- _Work required_:
Copy each line of the entries beneath that contains the word "started".
___ Record extracts
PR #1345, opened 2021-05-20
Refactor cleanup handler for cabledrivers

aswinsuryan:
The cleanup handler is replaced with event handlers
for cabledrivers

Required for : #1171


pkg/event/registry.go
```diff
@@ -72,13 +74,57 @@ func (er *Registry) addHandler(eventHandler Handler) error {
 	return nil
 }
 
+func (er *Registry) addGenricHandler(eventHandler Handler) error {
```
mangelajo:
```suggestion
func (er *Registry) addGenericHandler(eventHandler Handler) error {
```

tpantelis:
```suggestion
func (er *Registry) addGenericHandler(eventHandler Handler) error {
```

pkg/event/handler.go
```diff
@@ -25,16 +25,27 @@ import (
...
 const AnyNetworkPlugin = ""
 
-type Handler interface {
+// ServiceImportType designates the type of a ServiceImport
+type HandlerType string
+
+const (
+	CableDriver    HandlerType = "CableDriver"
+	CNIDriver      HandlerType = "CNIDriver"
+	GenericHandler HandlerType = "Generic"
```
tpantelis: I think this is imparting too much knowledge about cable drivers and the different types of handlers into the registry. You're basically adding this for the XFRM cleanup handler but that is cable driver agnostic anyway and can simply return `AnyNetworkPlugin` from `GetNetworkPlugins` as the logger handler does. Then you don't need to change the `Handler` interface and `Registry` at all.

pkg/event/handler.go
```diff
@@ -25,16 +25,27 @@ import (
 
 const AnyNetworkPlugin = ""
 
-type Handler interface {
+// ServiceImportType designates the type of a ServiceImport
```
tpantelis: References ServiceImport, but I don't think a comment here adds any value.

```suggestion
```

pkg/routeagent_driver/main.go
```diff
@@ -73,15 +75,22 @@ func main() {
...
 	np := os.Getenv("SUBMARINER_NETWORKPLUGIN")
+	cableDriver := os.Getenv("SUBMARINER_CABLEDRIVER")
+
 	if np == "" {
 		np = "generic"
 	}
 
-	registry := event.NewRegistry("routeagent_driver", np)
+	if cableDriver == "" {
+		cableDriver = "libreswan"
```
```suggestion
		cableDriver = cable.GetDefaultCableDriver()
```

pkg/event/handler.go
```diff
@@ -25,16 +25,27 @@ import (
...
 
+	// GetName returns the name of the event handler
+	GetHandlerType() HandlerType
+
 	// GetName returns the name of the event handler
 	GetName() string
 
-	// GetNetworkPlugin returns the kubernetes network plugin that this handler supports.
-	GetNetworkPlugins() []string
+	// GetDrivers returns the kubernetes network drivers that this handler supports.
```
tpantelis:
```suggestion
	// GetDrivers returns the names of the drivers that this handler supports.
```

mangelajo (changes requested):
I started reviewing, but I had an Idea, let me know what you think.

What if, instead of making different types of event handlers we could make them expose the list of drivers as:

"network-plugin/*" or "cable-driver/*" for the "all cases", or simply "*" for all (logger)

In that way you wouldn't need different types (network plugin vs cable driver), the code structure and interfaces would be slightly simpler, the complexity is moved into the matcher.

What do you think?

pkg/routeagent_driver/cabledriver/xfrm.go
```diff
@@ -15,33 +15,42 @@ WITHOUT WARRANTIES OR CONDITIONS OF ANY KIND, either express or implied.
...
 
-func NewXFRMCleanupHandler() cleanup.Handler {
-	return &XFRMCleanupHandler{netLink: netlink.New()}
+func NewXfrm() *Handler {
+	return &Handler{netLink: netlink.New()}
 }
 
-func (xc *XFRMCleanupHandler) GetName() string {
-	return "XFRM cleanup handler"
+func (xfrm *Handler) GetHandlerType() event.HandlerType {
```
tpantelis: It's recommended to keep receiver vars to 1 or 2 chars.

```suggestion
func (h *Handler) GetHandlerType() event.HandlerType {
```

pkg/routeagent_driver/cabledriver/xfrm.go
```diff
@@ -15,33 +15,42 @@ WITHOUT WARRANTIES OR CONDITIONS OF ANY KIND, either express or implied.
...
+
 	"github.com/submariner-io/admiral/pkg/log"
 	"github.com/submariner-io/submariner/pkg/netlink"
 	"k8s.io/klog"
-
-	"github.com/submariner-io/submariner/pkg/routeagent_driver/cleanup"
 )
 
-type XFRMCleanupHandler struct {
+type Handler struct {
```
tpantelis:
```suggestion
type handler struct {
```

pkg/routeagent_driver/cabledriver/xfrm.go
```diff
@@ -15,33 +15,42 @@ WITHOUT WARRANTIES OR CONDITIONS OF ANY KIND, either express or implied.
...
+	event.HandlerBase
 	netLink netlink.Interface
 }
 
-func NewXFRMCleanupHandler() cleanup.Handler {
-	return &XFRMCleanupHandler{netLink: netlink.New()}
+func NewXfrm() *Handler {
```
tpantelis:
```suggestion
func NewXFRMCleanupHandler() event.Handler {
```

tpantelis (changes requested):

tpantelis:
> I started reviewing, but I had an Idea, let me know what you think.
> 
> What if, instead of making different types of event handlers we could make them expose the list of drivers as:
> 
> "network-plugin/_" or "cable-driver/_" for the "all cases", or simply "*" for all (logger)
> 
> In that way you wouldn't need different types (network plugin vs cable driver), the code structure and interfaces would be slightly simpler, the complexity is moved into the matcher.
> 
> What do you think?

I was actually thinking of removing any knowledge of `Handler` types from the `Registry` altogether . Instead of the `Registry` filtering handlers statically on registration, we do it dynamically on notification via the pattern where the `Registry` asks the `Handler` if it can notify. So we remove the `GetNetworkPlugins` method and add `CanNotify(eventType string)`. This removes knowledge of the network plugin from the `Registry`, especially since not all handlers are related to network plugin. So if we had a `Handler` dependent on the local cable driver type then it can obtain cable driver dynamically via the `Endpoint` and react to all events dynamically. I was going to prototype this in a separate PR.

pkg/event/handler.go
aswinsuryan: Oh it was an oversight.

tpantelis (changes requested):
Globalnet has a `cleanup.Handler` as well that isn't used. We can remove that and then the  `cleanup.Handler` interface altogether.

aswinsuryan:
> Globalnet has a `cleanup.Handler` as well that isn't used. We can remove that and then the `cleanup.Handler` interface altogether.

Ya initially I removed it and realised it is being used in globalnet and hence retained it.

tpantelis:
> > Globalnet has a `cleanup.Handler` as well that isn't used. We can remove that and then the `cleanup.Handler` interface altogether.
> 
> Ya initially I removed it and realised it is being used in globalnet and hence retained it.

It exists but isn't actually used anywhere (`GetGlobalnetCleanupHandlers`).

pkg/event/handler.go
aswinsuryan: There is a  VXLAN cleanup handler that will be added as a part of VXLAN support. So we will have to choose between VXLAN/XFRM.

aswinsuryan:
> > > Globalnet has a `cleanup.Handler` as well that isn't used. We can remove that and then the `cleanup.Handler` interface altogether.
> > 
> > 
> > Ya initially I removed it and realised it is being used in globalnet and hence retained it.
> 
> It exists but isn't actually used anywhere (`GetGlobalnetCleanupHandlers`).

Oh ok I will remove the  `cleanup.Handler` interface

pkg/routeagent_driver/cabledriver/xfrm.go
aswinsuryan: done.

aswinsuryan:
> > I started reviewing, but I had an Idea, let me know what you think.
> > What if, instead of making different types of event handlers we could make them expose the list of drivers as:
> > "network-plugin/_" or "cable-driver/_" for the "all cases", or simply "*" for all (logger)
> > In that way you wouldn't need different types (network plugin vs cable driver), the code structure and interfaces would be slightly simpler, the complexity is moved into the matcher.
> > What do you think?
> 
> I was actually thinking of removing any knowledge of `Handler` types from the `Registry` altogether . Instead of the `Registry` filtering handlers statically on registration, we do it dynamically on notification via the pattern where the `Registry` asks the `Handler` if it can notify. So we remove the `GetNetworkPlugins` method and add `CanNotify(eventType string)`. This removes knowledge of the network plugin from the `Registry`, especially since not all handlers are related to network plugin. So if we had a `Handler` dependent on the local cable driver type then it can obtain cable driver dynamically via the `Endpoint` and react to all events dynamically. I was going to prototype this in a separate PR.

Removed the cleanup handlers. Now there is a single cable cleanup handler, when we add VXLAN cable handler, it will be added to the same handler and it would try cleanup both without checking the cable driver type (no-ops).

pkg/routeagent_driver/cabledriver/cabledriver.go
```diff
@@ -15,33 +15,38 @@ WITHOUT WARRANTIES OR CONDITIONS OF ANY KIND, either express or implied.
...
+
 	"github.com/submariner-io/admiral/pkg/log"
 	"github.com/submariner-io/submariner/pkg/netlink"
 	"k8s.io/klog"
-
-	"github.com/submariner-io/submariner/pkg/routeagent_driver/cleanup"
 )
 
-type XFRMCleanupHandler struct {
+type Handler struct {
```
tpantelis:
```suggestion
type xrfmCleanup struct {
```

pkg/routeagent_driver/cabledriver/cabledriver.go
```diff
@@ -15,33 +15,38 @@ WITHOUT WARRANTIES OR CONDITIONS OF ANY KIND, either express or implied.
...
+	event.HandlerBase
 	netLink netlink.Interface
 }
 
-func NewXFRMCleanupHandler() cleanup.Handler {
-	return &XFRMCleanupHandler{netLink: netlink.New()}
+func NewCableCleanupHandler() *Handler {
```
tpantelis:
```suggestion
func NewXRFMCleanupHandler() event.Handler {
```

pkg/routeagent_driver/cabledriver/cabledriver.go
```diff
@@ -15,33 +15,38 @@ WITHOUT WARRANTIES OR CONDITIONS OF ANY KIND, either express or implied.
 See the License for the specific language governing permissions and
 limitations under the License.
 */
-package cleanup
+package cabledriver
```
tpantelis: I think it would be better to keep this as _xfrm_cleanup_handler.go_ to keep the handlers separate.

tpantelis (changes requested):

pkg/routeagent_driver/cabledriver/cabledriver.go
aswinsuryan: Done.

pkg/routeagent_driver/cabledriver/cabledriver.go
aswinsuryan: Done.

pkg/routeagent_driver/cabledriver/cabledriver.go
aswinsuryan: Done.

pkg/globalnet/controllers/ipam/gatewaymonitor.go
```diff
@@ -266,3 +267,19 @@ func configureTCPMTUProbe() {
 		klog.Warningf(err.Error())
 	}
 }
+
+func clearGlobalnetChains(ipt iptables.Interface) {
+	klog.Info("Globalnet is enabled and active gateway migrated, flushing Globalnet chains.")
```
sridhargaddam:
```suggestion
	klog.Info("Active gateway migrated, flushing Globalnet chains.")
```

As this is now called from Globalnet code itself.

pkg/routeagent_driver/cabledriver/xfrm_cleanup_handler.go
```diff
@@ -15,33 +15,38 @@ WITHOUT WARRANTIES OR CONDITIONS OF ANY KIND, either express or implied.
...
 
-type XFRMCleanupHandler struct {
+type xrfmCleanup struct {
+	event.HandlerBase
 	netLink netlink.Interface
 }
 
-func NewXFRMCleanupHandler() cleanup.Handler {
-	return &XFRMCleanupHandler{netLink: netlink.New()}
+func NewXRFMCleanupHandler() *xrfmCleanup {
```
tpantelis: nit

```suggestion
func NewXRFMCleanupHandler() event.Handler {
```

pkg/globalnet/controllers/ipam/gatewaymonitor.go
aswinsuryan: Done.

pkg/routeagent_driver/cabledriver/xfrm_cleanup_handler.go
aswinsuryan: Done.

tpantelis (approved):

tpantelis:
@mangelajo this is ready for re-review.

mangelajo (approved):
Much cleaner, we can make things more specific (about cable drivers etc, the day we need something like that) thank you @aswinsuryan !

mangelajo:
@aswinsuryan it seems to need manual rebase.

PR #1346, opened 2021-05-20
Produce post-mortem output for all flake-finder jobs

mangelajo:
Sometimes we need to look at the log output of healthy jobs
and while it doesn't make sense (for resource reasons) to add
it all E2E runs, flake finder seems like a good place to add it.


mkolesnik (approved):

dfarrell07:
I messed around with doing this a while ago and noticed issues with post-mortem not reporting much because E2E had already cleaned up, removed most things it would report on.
______
- _Answer area_:
I started reviewing, but I had an Idea, let me know what you think.
> I started reviewing, but I had an Idea, let me know what you think.
> > I started reviewing, but I had an Idea, let me know what you think.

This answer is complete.